Added Lusin's theorem.

src/fa/lp/definition.tex

@@ -114,3 +114,49 @@
 
     Therefore $\norm{f_n - f}_{L^p(X; E)} \to 0$ as $n \to \infty$.
 \end{proof}
+
+\begin{theorem}[Markov's Inequality]
+\label{theorem:markov-inequality}
+    Let $(X, \cm, \mu)$ be a measure space, $E$ be a normed space, and $f: X \to E$ be a Borel measurable function, then
+    \begin{enumerate}
+        \item For any $\alpha > 0$, 
+        \[
+        \mu\bracs{|f| \ge \alpha} \le \frac{1}{\alpha}\norm{f}_{L^1(X; E)}
+        \]
+        \item For $\alpha > 0$ and strictly increasing function $\phi: [0, \infty) \to [0, \infty)$,
+        \[
+        \mu\bracs{|f| \ge \alpha} \le \frac{1}{\phi(\alpha)}\norm{\phi \circ |f|}_{L^1(X; E)}
+        \]
+        \item For any $\alpha > 0$,
+        \[
+        \mu\bracs{|f| \ge \alpha} \le \frac{1}{\alpha^p}\norm{f}_{L^p(X; E)}^p
+        \]
+    \end{enumerate}
+\end{theorem}
+\begin{proof}
+    (1): For any $\alpha > 0$, 
+    \begin{align*}
+        \mu\bracs{|f| \ge \alpha} &= \int_{\bracs{f \ge \alpha}} d\mu \le \frac{1}{\alpha}\int |f|d\mu = \frac{\norm{f}_{L^1(X; E)}}{\alpha}
+    \end{align*}
+    
+    (2): By \autoref{lemma:monotone-measurable}, $\phi: [0, \infty) \to [0, \infty)$ is Borel measurable.

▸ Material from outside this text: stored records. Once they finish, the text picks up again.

PR #4409, opened 2015-11-10
HTML fixes

rarila:
> Document checking completed. No errors or warnings to show.

… at least for the pages checked.

@bobdenotter:
In an cloak-and-dagger operation @CarsonF and I decided that ``form_div_layout.html.twig`` is superfluous. We really, really wanted to consult you before, but as you insist on having sleep at night :last_quarter_moon_with_face: while others do the hard work … don't complain :stuck_out_tongue_winking_eye:


bobdenotter:
If I'm not present, I don't get a vote. Democracy in action, whoohooo!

Since $\phi$ is strictly increasing, $\bracs{|f| \ge \alpha} = \bracs{\phi \circ |f| \ge \phi(\alpha)}$, and the result holds by applying (1) to $\phi \circ |f|$. 
+
+    (3): Since $x \mapsto x^p$ is strictly increasing on $[0, \infty)$, applying (2) to $\phi(x) = x^p$ yields the desired result.
+\end{proof}
+
+\begin{proposition}
+\label{proposition:lp-in-measure}
+    Let $(X, \cm, \mu)$ be a measure space, $E$ be a normed space, $p \in [1, \infty]$, $\seq{f_n} \subset L^p(X; E)$, and $f \in L^p(X; E)$ such that $f_n \to f$ in $L^p$, then $f_n \to f$ in measure.
+\end{proposition}
+\begin{proof}
+    Let $\eps > 0$. If $p < \infty$, then by \hyperref[Markov's Inequality]{theorem:markov-inequality},
+    \[
+    \limv{n}\mu\bracs{|f_n - f| \ge \eps} \le \limv{n}\frac{1}{\eps^p}\norm{f_n - f}_{L^p(X; E)}^p = 0
+    \]
+    
+    If $p = \infty$, then there exists $N \in \natp$ such that $\norm{f_n - f}_{L^\infty(X; E)} < \eps$ for all $n \ge N$. In which case, $\mu\bracs{|f_n - f| \ge \eps} = 0$ for all $n \ge N$. 
+\end{proof}
+
+
+
+